[Task statement]
All of the data that follows should be written out exactly.

(Records drawn from a dataset)
Issue #745, opened 2021-08-24
bake --push throws error when image field is not defined within docker-compose file


dudicoco:
Within a docker-compose file, you might want to build services while only pushing some of them to a registry, for example:

```yaml
services:
  service1:
    build:
      context: ./service1
  service2:
    image: ${DOCKER_REGISTRY}/myservice:latest
    build:
      context: ./service2
```

Running `docker compose push` with the above configuration would skip service1 and only push service2.
Running `docker buildx bake --push` throws an error: `error: tag is needed when pushing to registry`.

The `bake` command should be able to skip pushing images which do not have a tag defined.

tonistiigi:
Global flags like `--push` apply to all targets. If you want to build specific ones then `docker buildx bake service2 servicefoo`

dudicoco:
@tonistiigi I want to build all targets, but push only the targets which has an image tag defined. I believe it's reasonable to expect this from bake considering that this is the behavior with docker compose.

crazy-max:
Looking at your compose file:

```
docker buildx bake --push --print
{
  "group": {
    "default": {
      "targets": [
        "service2",
        "service1"
      ]
    }
  },
  "target": {
    "service1": {
      "context": "service1",
      "dockerfile": "Dockerfile",
      "output": [
        "type=image,push=true"
      ]
    },
    "service2": {
      "context": "service2",
      "dockerfile": "Dockerfile",
      "tags": [
        "/myservice:latest"
      ],
      "output": [
        "type=image,push=true"
      ]
    }
  }
}
```

If you want to disable push for some services you can add [`output: type=cacheonly` field with `x-bake`](https://docs.docker.com/build/bake/compose-file/#extension-field-with-x-bake) so `--push` will not override this service:

```yaml
services:
  service1:
    build:
      context: ./service1
      x-bake:
        output: type=cacheonly
  service2:
    image: ${DOCKER_REGISTRY}/myservice:latest
    build:
      context: ./service2
```

```
docker buildx bake --push --print
{
  "group": {
    "default": {
      "targets": [
        "service2",
        "service1"
      ]
    }
  },
  "target": {
    "service1": {
      "context": "service1",
      "dockerfile": "Dockerfile",
      "output": [
        "type=cacheonly"
      ]
    },
    "service2": {
      "context": "service2",
      "dockerfile": "Dockerfile",
      "tags": [
        "/myservice:latest"
      ],
      "output": [
        "type=image,push=true"
      ]
    }
  }
}
```

PR #1600, opened 2023-02-05
bake: Make image field optional with compose

mcraek:
Potentially fixes https://github.com/docker/buildx/issues/745

This allows for the `image` field in compose files to be optional when using the `--push` option with `bake`. 

Builds still occur similar to how `docker compose --build` handles this situation, and a warning is output indicating what wasn't pushed due to the `image` field not being specified. This is similar to the warning that appears when `--push` is not specified with `bake`.

### DIFF
--- a/build/build.go
+++ b/build/build.go
@@ -360,6 +360,15 @@ func toRepoOnly(in string) (string, error) {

[Response to this task]
Issue #745, opened 2021-08-24
bake --push throws error when image field is not defined within docker-compose file


dudicoco:
Within a docker-compose file, you might want to build services while only pushing some of them to a registry, for example:

```yaml
services:
  service1:
    build:
      context: ./service1
  service2:
    image: ${DOCKER_REGISTRY}/myservice:latest
    build:
      context: ./service2
```

Running `docker compose push` with the above configuration would skip service1 and only push service2.
Running `docker buildx bake --push` throws an error: `error: tag is needed when pushing to registry`.

The `bake` command should be able to skip pushing images which do not have a tag defined.

tonistiigi:
Global flags like `--push` apply to all targets. If you want to build specific ones then `docker buildx bake service2 servicefoo`

dudicoco:
@tonistiigi I want to build all targets, but push only the targets which has an image tag defined. I believe it's reasonable to expect this from bake considering that this is the behavior with docker compose.

crazy-max:
Looking at your compose file:

```
docker buildx bake --push --print
{
  "group": {
    "default": {
      "targets": [
        "service2",
        "service1"
      ]
    }
  },
  "target": {
    "service1": {
      "context": "service1",
      "dockerfile": "Dockerfile",
      "output": [
        "type=image,push=true"
      ]
    },
    "service2": {
      "context": "service2",
      "dockerfile": "Dockerfile",
      "tags": [
        "/myservice:latest"
      ],
      "output": [
        "type=image,push=true"
      ]
    }
  }
}
```

If you want to disable push for some services you can add [`output: type=cacheonly` field with `x-bake`](https://docs.docker.com/build/bake/compose-file/#extension-field-with-x-bake) so `--push` will not override this service:

```yaml
services:
  service1:
    build:
      context: ./service1
      x-bake:
        output: type=cacheonly
  service2:
    image: ${DOCKER_REGISTRY}/myservice:latest
    build:
      context: ./service2
```

```
docker buildx bake --push --print
{
  "group": {
    "default": {
      "targets": [
        "service2",
        "service1"
      ]
    }
  },
  "target": {
    "service1": {
      "context": "service1",
      "dockerfile": "Dockerfile",
      "output": [
        "type=cacheonly"
      ]
    },
    "service2": {
      "context": "service2",
      "dockerfile": "Dockerfile",
      "tags": [
        "/myservice:latest"
      ],
      "output": [
        "type=image,push=true"
      ]
    }
  }
}
```

PR #1600, opened 2023-02-05
bake: Make image field optional with compose

mcraek:
Potentially fixes https://github.com/docker/buildx/issues/745

This allows for the `image` field in compose files to be optional when using the `--push` option with `bake`. 

Builds still occur similar to how `docker compose --build` handles this situation, and a warning is output indicating what wasn't pushed due to the `image` field not being specified. This is similar to the warning that appears when `--push` is not specified with `bake`.

### DIFF
--- a/build/build.go
+++ b/build/build.go
@@ -360,6 +360,15 @@ func toRepoOnly(in string) (string, error) {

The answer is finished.